UMA COCA-COLA COM VOCÊ

é ainda melhor que uma viagem a San Sebastian, Irún, Hendaye, Biarritz, Bayonne
ou que ficar enjoado na Travesera de Gracia em Barcelona
em parte porque nessa camisa laranja você parece um São Sebastião melhor e mais feliz
em parte porque eu gosto tanto de você, em parte porque você gosta tanto de iogurte
em parte por causa das tulipas laranja fluorescente contra a casca branca das árvores
em parte pelo segredo que nos vem ao sorriso perto de gente e de estatuária
é difícil quando estou com você acreditar que existe alguma coisa tão parada
tão solene tão desagradável e definitiva como estatuária quando bem na frente delas
na luz quente de Nova York às quatro da tarde nós estamos indo e vindo
de um lado para o outro como a árvore respirando pelos olhos de seus nós
e a exposição de retratos parece não ter nenhum rosto, só tinta

de repente você se surpreende que alguém se tenha dado ao trabalho de pintá-los


olho
para você e prefiro de longe olhar para você do que para todos os retratos do mundo
exceto talvez às vezes o Cavaleiro Polonês que de qualquer maneira está no Frick
aonde graças a Deus você nunca e assim eu posso ir junto com você a primeira vez
e isso de você se mover tão bonito mais ou menos dá conta do Futurismo
assim como em casa nunca penso no Nu Descendo a Escada ou
num ensaio em algum desenho de Leonardo ou Michelangelo que me deslumbrava
e o que adianta aos Impressionistas tanta pesquisa quando eles
nunca encontraram a pessoa certa para ficar perto de uma árvore quando o sol baixava
ou por sinal Marino Marini que não escolheu o cavaleiro tão bem quanto o cavalo
acho que eles todos deixaram de ter uma experiência maravilhosa
que eu não vou desperdiçar por isso estou te contando

Outro poema preferido é "Eco de Ausonius", de Augusto de Campos, um poema que


zomba de um pintor que tentou pintar Eco:

ECO DE AUSONIUS

Por quê, pintor, figurar-me uma face


e sujeitar uma deusa do vazio?
Filha do ar e da fala, não de inanes
sonoridades, gero-me, voz sem mente.

Tomando pela cauda as derradeiras sílabas,


divirto-me a seguir as palavras alheias.
No labirinto do teu próprio ouvido, eis-me
Eco: se puderes, pinta o som.

Gosto muito destes dois poemas de Bertolt Brecht que apresento a seguir. O primeiro fala
de uma gravura chinesa, outra de uma máscara oriental.

NUMA GRAVURA DE LEÃO CHINESA

Os maus temem tuas garras.


Os bons se alegram de tua graça.
Algo assim
Gostaria de ouvir
Do meu verso.

A MÁSCARA DO MAL

Em minha parede há uma escultura de madeira japonesa,


Máscara de um demônio mau, coberta de esmalte dourado.
Compreensivo observo
As veias dilatadas da fronte, indicando
Como é cansativo ser mau.

Como vemos, neste segundo poema Brecht chama a atenção para a capacidade de
observação. É claro que diante dessa mesma escultura japonesa muitos outros poderão
dizer muitas outras coisas. Uns farão uma leitura histórica, outros darão com precisão a
data, outros ainda poderão dizer se aquela peça se inscreve numa tradição ou se ao
contrário quebra uma tradição. Para Brecht, a gravura e a máscara faziam brotar a
questão do bem e do mau.

O nome do escultor Brancusi está presente nos próximos dois poemas que leremos. O
primeiro, de Paul Celan, tece uma hipótese a partir das pedras produzidas por esse
escultor.
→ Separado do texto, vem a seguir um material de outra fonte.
PR #1173, opened 2023-12-21
Replace HttpClient with HuaweiCloud SDK in FlexibleEngine Plugin

### LINKED ISSUE #1168: replace http client from java-sdk-core in flexbileEngine plugin
Currently the flexible engine plugin uses the http client from java-sdk-core and this must be replaced and we must use our own http client. 

- [ ] create http client using spring rest client. 
- [ ] write the request signer logic. 
- [ ] remove all dependencies to java-sdk-core from SBOM.

baixinsui:
fixes #1168


plugins/flexibleengine/src/main/java/org/eclipse/xpanse/plugins/flexibleengine/common/FlexibleEngineClient.java
```diff
@@ -0,0 +1,176 @@
...
+            return false;
+        }
+        int statusCode = ((ServiceResponseException) ex).getHttpStatusCode();
+        return statusCode == ERROR_CODE_TOO_MANY_REQUESTS
+                || statusCode == ERROR_CODE_INTERNAL_SERVER_ERROR;
+    }
+
+    private HcClient getHcClient(ICredential credential, String servicePrefix, String regionName) {
+        String endpoint = PROTOCOL_HTTPS + servicePrefix + regionName + ENDPOINT_SUFFIX;
+        Region region = new Region(regionName, endpoint);
```
swaroopar, line 93: this region variable is not used anywhere.

plugins/flexibleengine/src/main/java/org/eclipse/xpanse/plugins/flexibleengine/common/FlexibleEngineClient.java
```diff
@@ -0,0 +1,176 @@
...
+                    .withProjectId(projectId);
+        }
+        return credential;
+    }
+
+    private String getProjectId(ICredential credential, String regionName) {
+        String projectId = null;
+        try {
+            String endpoint = PROTOCOL_HTTPS + IAM_ENDPOINT_PREFIX + regionName + ENDPOINT_SUFFIX;
+            Region region = new Region(regionName, endpoint);
```
swaroopar, line 116: same here. Not used. Please check other methods too in this class.

plugins/huaweicloud/pom.xml
```diff
@@ -18,6 +18,19 @@
         <relativePath>../pom.xml</relativePath>
     </parent>
 
+    <repositories>
+        <repository>
+            <id>HuaweiCloudSDK</id>
+            <url>https://repo.huaweicloud.com/repository/maven/huaweicloudsdk/</url>
```
swaroopar, line 24: as far i see, we do need this internal repository. All huaweicloud SDKs must be available in the maven central already. 
Please check this in the flexibleengine pom as well.

swaroopar (changes requested):

plugins/flexibleengine/src/main/java/org/eclipse/xpanse/plugins/flexibleengine/common/FlexibleEngineClient.java
baixinsui: Removed.

plugins/flexibleengine/src/main/java/org/eclipse/xpanse/plugins/flexibleengine/common/FlexibleEngineClient.java
baixinsui: Removed.

plugins/huaweicloud/pom.xml
baixinsui: Removed the internal repository.

swaroopar (approved):
LGTM

PR #1182, opened 2023-12-22
fix - handle when tfstate file is not found

swaroopar:
fixes https://github.com/eclipse-xpanse/xpanse/issues/1181


iskey (approved):
LGTM

PR #1192, opened 2023-12-24
Feature/ignore dependency

swaroopar:
Activiti latest version is has a bug which causes the server startup to fail due to a faulty create table statement. So this version must be ignored by the dependabot


iskey (approved):
LGTM

PR #631, opened 2020-03-26
Update terraform version to v0.12.24

chenrui333:
# Description

Just update the README to the latest v0.12.24.

Just ran into a issue as below.
image

## Check list


maxim-lobanov:
Hello, thank you for your contribution but we should not update documentation manually. it is updated automatically when the deployment has finished. Usually, deployment takes a few days so documentation can be a bit outdated.
I am closing this PR and the files will be updated soon

chenrui333:
Good to know, thanks!

PR #632, opened 2020-03-26
Install MSYS2 to Windows.

vsafonkin:
Issue: [#30](https://github.com/actions/virtual-environments/issues/30)

Added scripts for installation and validation MSYS2.

Installation time: 6 - 7 min
Size: ~4.2 Gb


images/win/scripts/Installers/Install-Msys2.ps1
```diff
@@ -0,0 +1,76 @@
...
+pacman.exe -Scc --noconfirm
+
+Write-Host "Installed mingw64 packages"
+pacman.exe -Qs --noconfirm mingw-w64-x86_64-
+
+Write-Host "Installed mingw32 packages"
+pacman.exe -Qs --noconfirm mingw-w64-i686-
+
+Write-Host "Installed msys2 packages"
+pacman.exe -Qs --noconfirm
```
MSP-Greg: Please consider changing lines 65 thru 72 to:
```ps1
Write-Host "Installed mingw64 packages"
pacman.exe -Q | grep ^mingw-w64-x86_64-

Write-Host "Installed mingw32 packages"
pacman.exe -Q | grep ^mingw-w64-i686-

Write-Host "Installed msys2 packages"
pacman.exe -Q | grep -v ^mingw-w64-
```

images/win/scripts/Installers/Install-Msys2.ps1
```diff
@@ -0,0 +1,76 @@
+################################################################################
+##  File:  Install-Msys2.ps1
+##  Desc:  Install Msys2 and 64-bit gcc, cmake, & llvm (32-bit commented out)
```
MSP-Greg: Please remove '(32-bit commented out)'

images/win/scripts/Installers/Install-Msys2.ps1
```diff
@@ -0,0 +1,76 @@
...
+# Add msys2 bin tools folders to PATH temporary
+$env:PATH = "C:\msys64\mingw64\bin;C:\msys64\usr\bin;$origPath"
+
+Write-Host "bash pacman-key --init"
+bash.exe -c "pacman-key --init 2>&1"
+
+Write-Host "bash pacman-key --populate msys2"
+bash.exe -c "pacman-key --populate msys2 2>&1"
+
+Write-Host "pacman --noconfirm -Syyuu"
```
eine, line 41: Ref https://github.com/actions/virtual-environments/pull/342#issuecomment-581086902

images/win/scripts/Installers/Install-Msys2.ps1
```diff
@@ -0,0 +1,76 @@
...
+pacman.exe -Syyuu --noconfirm
+pacman.exe -Syuu --noconfirm
```
eine, line 43: Please, see https://github.com/actions/virtual-environments/pull/342#issuecomment-580985905

images/win/scripts/Installers/Install-Msys2.ps1
miketimofeev: This PR is based on @MSP-Greg suggested one that's why it's here. I'd prefer to wait for image deployment and then we can collect some feedback about working scenarios and decide if this approach suits or not.

eine: Actually, I'm good with the merged solution, even though it constraints the possible use cases. As commented in previous discussions, users can keep using other custom MSYS2 installations through action setup-msys2. I'd just like it to be explicitly documented, so that users of GitHub Actions are aware that this is not a default MSYS2 install.

miketimofeev: Could you provide your vision on documentation, please? What points should be mentioned?

eine: Sure. For example:

> In order to reduce startup time for most common use cases, the MSYS2 installation provided in `windows` environments is installed from binaries, then updated, and some packages such as `base-devel`, `compression`, `clang` and `cmake` are preinstalled. Please open an issue in LINK for requesting additional packages to be preinstalled.
>
> As a result, users willing to use a stable environment should install MSYS2 themselves. See actions/virtual-environments#632 for a reference. Alternatively Action setup-msys2 can be used.

vsafonkin: Hi @eine, we will add information about non-default MSYS2 installation to docs, thank you for your participate!

images/win/scripts/Installers/Install-Msys2.ps1
```diff
@@ -0,0 +1,76 @@
...
+
+# References
+# https://github.com/msys2/MINGW-packages/blob/master/azure-pipelines.yml
+# https://packages.msys2.org/group/
+
+$origPath = $env:PATH
+$gitPath  = "$env:ProgramFiles\Git"
+
+# get info from https://sourceforge.net/projects/msys2/files/Base/x86_64/
+$msys2Uri  = "http://repo.msys2.org/distrib/x86_64/msys2-base-x86_64-20190524.tar.xz"
```
eine, line 14: A more recent release is available at https://github.com/msys2/msys2-installer/releases. Nightly releases are available too. It might be worth updating.

At the same time, since everything is updated anyway, it would be desirable to retrieve the non-base package.

eine:
Ref #928 #916 #906 #899 #632 #342

Issue #507, opened 2020-03-05
Reproducing the Windows 2019 image


MarcDenman:
**Describe the bug**
For various reasons we are generating our own copy of the `Windows Server 2019` image. We have found the process to be very flaky and our build of the image often fails at seemingly random points (20 minutes, 50 minutes, several hours in). A rerun of the build will go past the point of the previous failure with no changes needed.

Are you experiencing this behaviour as well or does it run well for you with no random failures? Our current best approach is running several isolated packer builds simultaneously and hoping one finishes with no errors! 

**Area for Triage**: 
Deployment/Release

**Question, Bug, or Feature?**: 
Question

**Virtual environments affected**
- [ ] macOS 10.15
- [ ] Ubuntu 16.04 LTS
- [ ] Ubuntu 18.04 LTS
- [ ] Windows Server 2016 R2
- [x] Windows Server 2019

**Expected behavior**
Windows 2019 packer build runs correctly on a repeatable basis

**Actual behavior**
Random failures whilst building the Windows 2019 image.

alepauly:
Hi @MarcDenman, thanks for reaching out! What's the rate of flakiness that you are seeing and is there any specific type of error you are seeing? We do see occasional (~1/6th of builds) failures mostly due to network issues or third-party package sources not responding. Also, are you running the builds off a cloud VM, a local box, a server? What type of network connection does it have?

jmos5156:
In short yes. I've experienced the same and more. There are several issues already discussed in this repo from WinRM timeout, download failures, validation checks not working, to installs not completing. I'd say it's around 1/4 of all builds I do.

There are a couple of suggestions of issues with Azure but even so, this repo offers you the full bells and whistles Windows 2019 agent build which just seems to flaky to run for several hours, at cost, for it to fail. That's too much investment IMHO.

I've run this in most European Azure locations with varying levels of success.
Firstly I have trimmed down the vast numbers of installs to only what I need. I don't need several python versions, for example. I carefully review the validation steps as it annoys me that the process can fail simply because of an error in the validation process. I don't like this as it has branched me away from this repo and would prefer to remain closer to the changes seen here.

Also, watch out for dependencies between packages. This has caught me out several times.
I have resorted to running several builds each tackling a single install just to test the code. If these work individually, I will attempt a full build, but there's no guarantee it will work.

alepauly:
> I carefully review the validation steps as it annoys me that the process can fail simply because of an error in the validation process.

[...]

PR #646, opened 2020-03-31
Chocolatey Helper

elduddz:
# Description
This is looking at the issues we have been having building a successful image in UK South. #507 

This is a mix of an improvement and a change to start looking at behaviours around protecting the process from intermittent network outages, now granted this process would need to be applied all over the place, but I think this will aid the success rate of completions in places other than CUS.

The issue I see is that when an error occurs no matter how far down the line, the packer build asks you what to do or gives up, if you have gone off to do something else, 5 hours later you find the build it stuck waiting for you to abort or retry, this isnt an option for a pipeline, you only get the option of ask, which pauses indefinately or cleanup, there isnt a retry.

We are trying to automate this process, so having the build ask for what you want to do isnt really an option, so we are defaulting to destroy everything. I guess if packer had an auto retry (or at least I havent found the option)

## caveats:
I am only reviewing the win19 build as that is the one I need.

This is not a complete coverage, I have only applied fixes on the steps where the build has dropped out, I want to know if I am on the right track and there are still elements outside of this project that are pulled in.

I also noticed that packer has a little message saying vhd will be deprecated, so I have updated the json file to use managed disks, as I am putting this in a Shared image gallery, this saves a step.

#### Related issue: 
#507

## Check list
   - this still builds in CUS, as I still cannot get a build in UKS, but this does get the process further down the line, but as the network download / outage is so intermittent, one package that might have been ok on one pass now fails.


elduddz:
an alternative is a request I have raised with hashicorp:
https://github.com/hashicorp/packer/issues/8972#issuecomment-606459263

maybe we can get some likes and pleases?

images/win/scripts/ImageHelpers/ImageHelpers.psm1
```diff
@@ -4,6 +4,7 @@ param()
 . $PSScriptRoot\PathHelpers.ps1
 . $PSScriptRoot\InstallHelpers.ps1
 . $PSScriptRoot\MarkdownHelpers.ps1
+. $PSScriptRoot\InstallChoco.ps1
```
maxim-lobanov, line 7: I suggest to rename it to `ChocoHelpers.ps1` so this file can be reused for more choco-related helpers in future

images/win/scripts/Installers/Install-PowershellCore.ps1
```diff
@@ -2,5 +2,4 @@
 ##  File:  Install-PowershellCore.ps1
 ##  Desc:  Install PowerShell Core
 ################################################################################
-
-Invoke-Expression "& { $(Invoke-RestMethod https://aka.ms/install-powershell.ps1) } -UseMSI -Quiet"
+Install-Choco "powershell-core"
```
maxim-lobanov, line 5: What is the issue with installation from `https://aka.ms/install-powershell.ps1`. I didn't notice any issues with it previously.

images/win/scripts/ImageHelpers/ImageHelpers.psm1
elduddz: ok I have updated this file

images/win/scripts/ImageHelpers/MarkdownHelpers.ps1
```diff
@@ -1,5 +1,5 @@
 function Add-ContentToMarkdown {
-    [CmdletBinding()]
+
```
elduddz, line 2: Is this supposed to be here? I just noticed I am deleting the binding? but I never touched this file myself?

images/win/scripts/Installers/Install-PowershellCore.ps1
maxim-lobanov: I have looked at it deeper, it looks like both [install-powershell.ps1](https://raw.githubusercontent.com/PowerShell/PowerShell/master/tools/install-powershell.ps1) and [choco install powershell-core](https://gitlab.com/DarwinJS/ChocoPackages/-/blob/d57372d292b4166313363fa262460bccb2ad29e9/pwshpackages/powershell-core/tools/chocolateyinstall.ps1) do the same things: download installer from `https://github.com/PowerShell/PowerShell/releases/download/v${release}/${packageName}` and apply it.
The single difference: `install-powershell.ps1` determines latest version in [runtime](https://raw.githubusercontent.com/PowerShell/PowerShell/master/tools/metadata.json) but in `choco install powershell-core` the version is [hardcoded](https://gitlab.com/DarwinJS/ChocoPackages/-/commit/d57372d292b4166313363fa262460bccb2ad29e9) and package owner has to update it manually every time when the new version is released.
Considering this point, I would prefer to continue using `https://aka.ms/install-powershell.ps1`.
@alepauly for any thoughts

maxim-lobanov:
@elduddz , just a gentle reminder :)
We would like to apply this contribution and extend this approach to more choco install invocations in future.
But there is the latest comment that prevent us to merge this pull-request (about PowerShell Core installation). Could you please revisit my comment when you have a chance?

Feel free to just revert `Install-PowershellCore.ps1` file and we will take care about retry logic there from our side.

elduddz:
> @elduddz , just a gentle reminder :)
> We would like to apply this contribution and extend this approach to more choco install invocations in future.
> But there is the latest comment that prevent us to merge this pull-request (about PowerShell Core installation). Could you please revisit my comment when you have a chance?
> 
> Feel free to just revert `Install-PowershellCore.ps1` file and we will take care about retry logic there from our side.

Ah sorry, slipped my mind. I'll sort it out tonight.

images/win/scripts/Installers/Install-PowershellCore.ps1
elduddz: reverted

maxim-lobanov:
Both checks are green. I am merging this one.
Thank you for contribution!

images/win/scripts/ImageHelpers/ChocoHelpers.ps1
```diff
@@ -0,0 +1,33 @@
+function Install-Choco {
+    [CmdletBinding()]
+    param(
+        [Parameter(Mandatory)]
+        [string]$install,
```
al-cheb, line 5: nitpick: Use upper-case for parameters

al-cheb, line 5: Could you please rename to be more clear? For example PackageName.

images/win/scripts/ImageHelpers/ChocoHelpers.ps1
```diff
@@ -0,0 +1,33 @@
...
+        [int]$retries = 5
+    )
+
+    begin { }
+    process {
+        $condition = $false
+        $count = 0
+        do {
+            Write-Output "running: powershell choco install $install -y"
+            powershell choco install $install -y
```
al-cheb, line 15: Why do we need to run another instance of powershell?

Issue #635, opened 2020-03-27
Windows environment path has an illegal character


jetersen:
**Describe the bug**
Seems like there is an illegal character coming from Microsoft SQL

```
Caused by: java.nio.file.InvalidPathException: Trailing char < > at index 36: C:\Program Files (x86)\Microsoft SQL 
```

O segundo, de Haroldo de Campos, vislumbra uma peça de brancusi na cabeça
de uma mulher que sai do metrô em Paris. Vejamos os poemas:

COM BRANCUSI, A DOIS


Se dessas pedras apenas uma
fizesse ressoar
aquilo que a silencia:
aqui, bem perto,
na ponta do cinzel-bengala deste ancião,
ela se abriria, como uma ferida,
em que terias de mergulhar,
sozinho,
bem longe deste meu grito, nela
esculpido, lívido.

(Paul Celan, tradução: Flávio Kothe)

BRANCUSI

Marfim
negro

uma cabeça brancusina


gazela ou
leoa-passarinho

túnica em tubo
dáctilo-prateada
(anéis em todos os
dedos)

mais os aros
das pulseiras
tintinabulantes
bailando a contranegro
(contra o negro: a pele
esse marfim brunido
lustre virgem
revérbero não-tacto de
dulcíssimo
jovem pergaminho)

o olhar: uma rainha em armas

(descendo do metrô em sèvres-


-babylone)

Vemos que não existe um modelo de poema sobre pintura... existem aqueles sobre
quadros imaginários (o poeta contemporâneo Júlio Castañon Guimarães é mestre nestes
"quadros imaginários"), há aqueles que tentam contar uma história a partir da cena
pintada, há aqueles que falam de imagens artísticas que voltam à nossa mente quando
estamos andando no meio da rua ou tomando um banho ou qualquer coisa de tão
corriqueiro quanto isso... Há aqueles em que se tenta observar e dar a ver o método
criativo do poeta (não conheço melhor exemplo do que o poema "O sim contra o sim", de
João Cabral de Melo Neto.

Uma boa sugestão de exercício é você tentar fazer uma série... coisa muito comum entre
os pintores, que às vezes desenvolvem um tema em uma série de quadros... Cézanne
pintou uma série de banhistas.

Ou pegue por exemplo um quadro onde haja muitas figuras humanas e faça um poema
para cada uma daquelas pessoas, um poema que seja um pouco o que cada uma delas
está pensando.

Outro exercício, mais simples, é pegar uma foto, um quadro, uma instalação, uma
escultura, uma gravura, uma imagem de quadrinhos e tentar fazer um poema sobre ele...
pode enfatizar o autor, pode, a partir dessa imagem, tentar imaginar o processo criativo do
artista...

Enfim, pode (e deve) ir ver alguma exposição na sua cidade, ou pegar um livro de arte em
qualquer biblioteca e olhar bem as imagens, observar a delicadeza ou a agressividade que
devem ter custado aos seus autores... Pense se as pinceladas agressivas ou as delicadas
mais combinam com a sua escrita, com o seu fraseado... Observe se os trabalhos que
mais te impressionaram são os de mais luz ou menos luz... coisas assim...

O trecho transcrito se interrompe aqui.